» **EXERCISE REQUIREMENTS**: For the data below, please report each line where the word "ExtendedRegexLexer" is found.

» **DATA**:

Issue #2077, opened 2022-03-02
ExtendedRegexLexer causes exception due to typo in code


brunosmmm:
I'm using a subclass of ExtendedRegexLexer for highlighting a custom DSL. In some obscure cases, I've discovered that the lexer fails, throwing an exception due to what I believe to be a typo in the source here:
https://github.com/pygments/pygments/blob/231366c7106f66f67f3f27c86ee51434419fcda2/pygments/lexer.py#L741
which should read
```python
del ctx.stack[1:]
```

PR #2078, opened 2022-03-02
Fix typo that prevents ExtendedRegexLexer from working properly

brunosmmm:
Please see #2077


birkenfeld:
Wow, that was long undiscovered! If you have a case that failed there, is it possible to make it into a test case?

brunosmmm:
Hi, I'm not sure I'll be able to accomplish that since the case appears in
a custom DSL that I have which is complex and I'm trying to highlight in a
semantically correct way. Any ideas?

birkenfeld:
Don't worry about it too much :)

PR #2080, opened 2022-03-03
Bump pytest requirement

Jean-Abou-Samra:
We require pytest 7 for the new from_parent() signature.


birkenfeld:
Ah, didn't realize that.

» **RESPONSE AREA**:
ExtendedRegexLexer causes exception due to typo in code
I'm using a subclass of ExtendedRegexLexer for highlighting a custom DSL. In some obscure cases, I've discovered that the lexer fails, throwing an exception due to what I believe to be a typo in the source here:
Fix typo that prevents ExtendedRegexLexer from working properly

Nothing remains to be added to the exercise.